Co-presented a poster on “ChemScraper: Extracting Molecule Diagrams from PDF Vector and Raster Images with CDXML and SMILES Output” at the Molecule Maker Lab Institute **(MMLI) All-Institute Retreat at University of Illinois Urbana-Champaign (UIUC).

Aug 22-23, 2023

Gave a poster presentation talk at Poster session 1 and doctoral consortium at the 17th International Conference on Document Analysis and Recognition, ICDAR 2023, San José, California.

June 28, 2023

Co-presented a poster on “ChemScraper: Extracting Molecule Diagrams from PDF Vector Images with Page-Level CDXML (ChemDraw) and SMILES Output” at the NSF Annual Review Meeting at University of Illinois Urbana-Champaign (UIUC).

Apr 17, 2023

Gave a Research Idea Ring (RIR) talk on “Line-of-sight with Graph Attention Parser (LGAP) for Math Formulas” at RIT.

Apr 2023

Our paper on the “Line-of-sight with Graph Attention Parser (LGAP) for Math Formulas” accepted for publication at the 17th International Conference on Document Analysis and Recognition, ICDAR 2023, San JosĂ©, California.

2022


Sept 27-28, 2022

Co-presented a poster on “Reconstructing the Structure of Molecular Diagrams in PDF Documents using a CNN-Attention-Based Parsing Model” at the Molecule Maker Lab Institute **(MMLI) All-Institute Retreat at University of Illinois Urbana-Champaign (UIUC).

Sep 5, 2022

Gave a guest lecture on “Bayesian Decision Theory” for RIT’s undergraduate course - Intro to Machine Learning (40 students).

Aug 28, 2022

Successfully completed Applied Scientist Intern at Amazon (Alexa AI). Started as Graduate Teaching Assistant (GTA) for the undergraduate course CSCI-335 Machine Learning.

May 23, 2022

Started as Applied Scientist Intern at Amazon (Alexa AI). Worked on the Alexa Perceptual Technologies - Speaker Understanding team to improve speaker identification in Alexa devices.

Apr 7, 2022

Gave a Research Idea Ring (RIR) talk on “A Fast and Interpretable Context-aware Parser for Isolated Formulas and Chemical Diagrams” at RIT.

2021


Sept 9, 2021

Gave a poster presentation talk on the MathSeer extraction pipeline at the 16th International Conference on Document Analysis and Recognition, ICDAR 2021, Lausanne, Switzerland virtually.

Sept, 2021

MathSeer extraction pipeline released.
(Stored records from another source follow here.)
PR #27665, opened 2026-03-27
fix(core): Fix `/healthz` endpoint when using `N8N_PATH`

### LINKED ISSUE #26930: Wrong healthz location and query when setting N8N_PATH
### Bug Description

When starting n8n >= 2.9.4 (see PR #26129) with `N8N_PATH=/n8n/` and a reverse-proxy setup, healthz is no longer at localhost/healthz and calls from the editor to healthz are made to /n8n//healthz which is a 404 page returning HTTP 200 OK.

Image

### To Reproduce

Example:
1. You want n8n at https://domain.com/n8n/ because you already have something else at the root of your domain, so you set up reverse proxy and deploy n8n 2.9.4 or greater via docker with N8N_PATH set to /n8n/ so that calls are made to /n8n/ instead of /.

### Expected behavior

`N8N_PATH` should not change backend paths and the frontend shouldn't make calls to healthz with double slash. When setting `N8N_PATH=/n8n/`, healthz should remain at `localhost/healthz` as it did until 2.9.4 and the editor should make calls to `/n8n/healthz` instead of /n8n//healthz.

### Debug Info

# Debug info

## core

- n8nVersion: 2.10.3
- nodeJsVersion: 24.13.1
- nodeEnv: production
- database: sqlite
- executionMode: regular
- concurrency: -1
- license: community
- consumerId: unknown

## storage

- success: all
- error: all
- progress: false
- manual: true
- binaryMode: filesystem

## pruning

- enabled: true
- maxAge: 336 hours
- maxCount: 10000 executions

## client

- userAgent: mozilla/5.0 (windows nt 10.0; win64; x64) applewebkit/537.36 (khtml, like gecko) chrome/145.0.0.0 safari/537.36 edg/145.0.0.0
- isTouchDevice: false

Generated at: 2026-03-12T08:05:42.543Z

### Operating System

Debian 13 + Docker

### n8n Version

2.10.3

### Node.js Version

24.13.1

### Database

SQLite (default)

### Execution mode

main (default)

### Hosting

self hosted

MiloradFilipovic:
## Summary
Fixes an issue introduced in #26129 that caused `/healtz` endpoint to point to wrong location when using `N8N_PATH` env variable and reverse proxy setup.|

This PR introduces two methods that resolve health endpoint location separately:
- `resolveBackendHealthEndpointPath()` - always returns the bare health endpoint (e.g. `/healthz`)
- `resolveFrontendHealthEndpointPath()` - prepends `N8N_PATH` with `path.posix.join()` for proper slash normalization

Fixes ADO-5016
Fixes [26930](https://github.com/n8n-io/n8n/issues/26930)

## Review / Merge checklist

- [ ] Tests included. 


despairblue (dismissed):
Approved, just one thing we could consider additionally:

In useBackendStatus should we check the json instead of the 404 page which also returns a 200 status code, which is what was masking this bug?

https://github.com/n8n-io/n8n/blob/e1221d6dfbf1d873d0847990d75014c155557af6/packages/frontend/editor-ui/src/app/composables/useBackendStatus.ts#L30-L30

Something like:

This tool extracts formula locations and content in PDF documents. The pipeline is available from GitLab, and includes improved versions of SymbolScraper, ScanSSD (now, ScanSSD-XYc), and QD-GGA. The pipeline was prepared by Ayush K. Shah, Abhisek Dey, Matt Langsenkamp, and Prof. Zanibbi.

May 2021

Successfully defended and passed my Ph.D. Research Potential Assessment (RPA) on “Recognition of Mathematical Formulas”

Apr 2021

Our paper on the “MathSeer formula extraction and evaluation pipeline” accepted for publication at the 16th International Conference on Document Analysis and Recognition, ICDAR 2021, Lausanne, Switzerland.

2020


Aug 2020

Joined Rochester Institute of Technology (RIT) for Ph.D. in Computing and Information Sciences. Started as Graduate Research Assistant (GRA) at the Document and Pattern Recognition Lab (DPRL) under Prof. Richard Zanibbi.

Jan 2020

Promoted to Machine Learning Engineer Level 1 at Fusemachines Nepal.

2019


Aug 2019

Promoted to Machine Learning Engineer Associate at Fusemachines Nepal.

Aug 2019

Graduated from Kathmandu University as a Computer Engineer.

Jun 2019

Started working as a Machine Learning Engineer Trainee at Fusemachines Nepal.